No scrape lock on chain lift plows.


----------



## monadnock

*HT to SD*

Like night and day. Love the SD over the HT.

PROS:

1 SD seems lighter! The HT with the rubber deflector and cutting edge was heavier and dropped my front end more than the new SD. Without the additions they might be equal.

2 Plow can be raised up to sight level! I can see the top of my headlights now and with the plow all the way up I can see it as well so much so that it blocks one inch of the headlights (I can move it down so no prob all the better to stack). I feel much more secure now being able to see if the plow is up or down with the HT you could see neither.
When I left my driveway and over the hump the HT blade would dive into the road as I came down and kick up snow that I had to remove.
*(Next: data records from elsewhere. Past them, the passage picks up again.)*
PR #2564, opened 2016-01-12
Fix #2468 : Set custom threshold in the building postprocessing

### LINKED ISSUE #2468: [Bug] Building type not appear in InaSAFE result
# Problem
My InaSAFE result didn't provide detailed building type eventhough i already select attribute that have building type inside it

# Description
I have several data from field survey. I already define all the data using keyword editor (you need to open qgis several time because it will crashed when you tried to define the second time - issue #2467 ).

For exposure data, i set 'amenity or type' for detailed building type.
image

When i run InaSAFE, i got 'unknown type' and 'other' not as i expected (breakdown by school, clinic, restaurant, place_of_worship, etc).

image

# Platform
InaSAFE 3.2.3 from QGIS repository
Windows 7
QGIS 2.8

# Data used
1. ancaman_banjir (flood hazard)
2. marunda_inasafe (exposure)
3. batas_rt (aggregation)

You can download these data in:
https://drive.google.com/folderview?id=0B3X6jqdE4HueSzFyT0oyc2E0aGc&usp=sharing

Gustry:
Fix issue #2468
If I understood, the mixin  concept in python, we need to "duplicate" code because the ```__init__``` in the ```BuildingExposureReportMixin``` can't be called in the IF.

Maybe, someone should review my Frenglish :)

qgis3

# CC
@ismailsunni @timlinux


safe/impact_reports/building_exposure_report_mixin.py
```diff
@@ -360,10 +361,9 @@ def total_buildings(self):
 
     def _consolidate_to_other(self):
         """Consolidate the small building usage groups < 25 to other."""
```
ismailsunni: Update the docstring also

safe/impact_functions/volcanic/volcano_polygon_building/impact_function.py
```diff
@@ -46,6 +46,9 @@ def __init__(self):
         self.volcano_names = tr('Not specified in data')
         self._target_field = 'Hazard'
 
+        # From BuildingExposureReportMixin
+        self.building_report_threshold = 25
```
ismailsunni: Why do you need to initialise it? Because in the `run` method, it will be replaced by the value from the postprocessor

ismailsunni:
I tried this PR, with standard test data EQ vs building, and I got:
```
Problem

KeyError
Suggestion

You can try the following to resolve the issue:

Check that you have the latest version of InaSAFE installed - you may have encountered a bug that is fixed in a subsequent release.
Check the InaSAFE documentation to see if you are trying to do something unsupported.
Report the problem using the issue tracker at https://github.com/AIFDR/inasafe/issues. Reporting an issue requires that you first create a free account at http://github.com. When you report the issue, please copy and paste the complete contents of this panel into the issue to ensure the best possible chance of getting your issue resolved.
Try contacting one of the InaSAFE development team by sending an email to info@inasafe.org. Please ensure that you copy and paste the complete contents of this panel into the email.
Details

An exception occurred when running the impact analysis.
impact_total
Diagnostics

In file "/Users/ismailsunni/.qgis2/python/plugins/inasafe-dev/safe/utilities/analysis.py", line 774, in run_analysis self.run_aggregator()
In file "/Users/ismailsunni/.qgis2/python/plugins/inasafe-dev/safe/utilities/analysis.py", line 740, in run_aggregator self.run_post_processor()
In file "/Users/ismailsunni/.qgis2/python/plugins/inasafe-dev/safe/utilities/analysis.py", line 754, in run_post_processor self.postprocessor_manager.run()
In file "/Users/ismailsunni/.qgis2/python/plugins/inasafe-dev/safe/impact_statistics/postprocessor_manager.py", line 517, in run value.setup(parameters)
In file "/Users/ismailsunni/.qgis2/python/plugins/inasafe-dev/safe/postprocessors/building_type_postprocessor.py", line 84, in setup self.impact_total = params['impact_total']
```

But, it seems it works fine with other type of hazard.

safe/impact_functions/volcanic/volcano_polygon_building/impact_function.py
Gustry: Yes, it will be replaced by the value from the postprocessor, but don't we need to initialise every var which are in ```self``` in the ```__init__``` of the current class ?

ismailsunni: Ah yes, I usually, use `self.var = None`. Ok, no problem then.

timlinux:
In the gui next to the spin box, ``feature`` -> ``features``

and ``which are inferior than this value`` to ``which are within this threshold``

Gustry:
Thanks Tim for the english.
For the plural, I put the plural form, but it doesn't seem to work : https://github.com/Gustry/inasafe/blob/fix-2468/safe/defaults.py#L321

safe/impact_functions/volcanic/volcano_polygon_building/impact_function.py
ismailsunni: After some thought, perhaps we can put the initialisation in `building_exposure_report_mixin.py`.

Gustry: In case of a mixin, python will look for the first ```__init__``` method from the left to right. For instance, in our code : 
```
class VolcanoPolygonBuildingFunction(
        ClassifiedVHClassifiedVE,
        BuildingExposureReportMixin):
    """Impact Function for Volcano Point on Building."""
```
Only the ```__init__``` in ```ClassifiedVHClassifiedVE``` will be executed. That's why I had to duplicate that part of code in every IF. But it's true that this value is going to be overwrite. What should I do ? :)

Gustry:
I have fixed the comment above.
However, I have disabled this custom parameter threshold in ```earthquake_building``` because this IF is using a special postprocessor, not the ```building_type_postprocessor``` and has a special ```statistics_type```. Is-it OK like this or do you want me to add the threshold also to this IF ?

safe/impact_functions/volcanic/volcano_polygon_building/impact_function.py
ismailsunni: Ah, yes. I read this http://python-history.blogspot.co.id/2010/06/method-resolution-order.html after reading your comment. Hmm, I am ok with the initialisation. :)

ismailsunni:
@Gustry is it possible to add the threshold? If so, perhaps we need to add the threshold also, to make them uniform.
Actually, I am wondering what this post processor does, and what's the different with building type postprocessor. It's only used once also.

samnawi:
@Gustry Please correct if I'm wrong. For this PR, Is it right if I set the threshold, all of the value under the threshold will be labeled as **other**?

I got the result when I set the threshold in 25 (default) like this :
selection_055

Then, when I tried to set the threshold in 500, not all of value under 500 become to other.
selection_057

Is it because the threshold also applied to *total* and *not affected* too?

Gustry:
@samnawi Yes, the threshold is applied to the ```Total``` column only. In your second screenshot, you don't have any value less than 500.

Gustry:
I've updated the earthquake IF to use the threshold. I needed to change some other postprocessing statistics. It doesn't seem to break something, but the impact report has now one new item : ```closed buildings``` as you can see on the screenshot.
I'm not enough familiar with the statistics output in InaSAFE. Did my last commit could break something else ?
Before :
qgis3
After :
qgis3

ismailsunni:
I don't remember anything about the statistic type or statistic classes. Perhaps we need to ask @timlinux or another older people in InaSAFE.
Anyway, this PR is LGTM.

timlinux:
LGTM too  - I think we should remove that statistics_type logic in the underlying aggregator code too since this change will mean it is not used anywhere.

timlinux:
Oh please just check the detailed PDF reports are equivalent before merging

ismailsunni:
@timlinux, great, we can remove it from xml metadata attributes also then.

Gustry:
Both PDF are the same, except with this PR we get more details informations in the second table ``Notes and assumptions``. It's better !

To remove the ```statistics_type```, I've created another pull request. We will merge #2593 after the release, but we need to merge this one before.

Only if I kept the blade perfectly straight did I avoid this nose dive. No problem with the SD it sits up so high I would have to hit the frame first.

3 Smooth ride! Shaking and bouncing is much reduced but more important it does not affect the front end at all or the lights. With the HT the plow bounced and the lights and my dash shook. Now with the SD it is held down by it's weight not a piston and when it bounces up the slack in the chain takes it not the truck via the hydraulic piston.

4 The hand held controller has only four large buttons the HT version had eight and I was always hitting the little ones in the corner not the left right. Now it is much easier.

5 The SD has the (I believe) easier to operated drop down middle leg rather than the side kick down stand used on the HT. I had to have a shorter one installed on the HT since the leg that came with it was too long. No problems with the SD. The whole unit actually "feels" stronger built.

CONS

1) The HT did a much better job of cleaning down to the surface. It cut right through what other plows skimmed over. The SD will clear it but may leave some hard snow or ice on the frozen ground.

2) The HT cutting edge was not affected by plowing where the SD had a poly edge which shows wear (brake-in probably) after the first couple passes.

Comparing the two I think the SD wins hands down. If you could combine the cutting ability of the HT with the isolation offered by the chain you would really have something.

Thanks for all your contributions..


----------



## plowguy43

Nice write up, glad your happy. You may be able to change your plow angle a bit to get better scraping. Plus a Metal cutting edge would probably be better.


----------



## mercer_me

Glad you like your new SD. You should post some pics of it.


----------



## monadnock

I will. Just picked it up last night with the new SD...


----------



## monadnock

*HT Plow Pictures*

As requested find attached the pictures of my 2010 Tundra now with the SD Plow. Fortunately the dealer Snow Plow Sales in Gilsum NH swapped one for the other and only charged me the difference in the cost of the plow (about $300). I think that was very fair of them even though they suggested the HT originally. I would have no problems doing business with them again.


----------



## mercer_me

monadnock;974425 said:


> As requested find attached the pictures of my 2010 Tundra now with the SD Plow. Fortunately the dealer Snow Plow Sales in Gilsum NH swapped one for the other and only charged me the difference in the cost of the plow (about $300). I think that was very fair of them even though they suggested the HT originally. I would have no problems doing business with them again.


Very nice truck and plow. Looks kind of familar. This is a pick of my 2010 Tundra witha 7.5' SD.


----------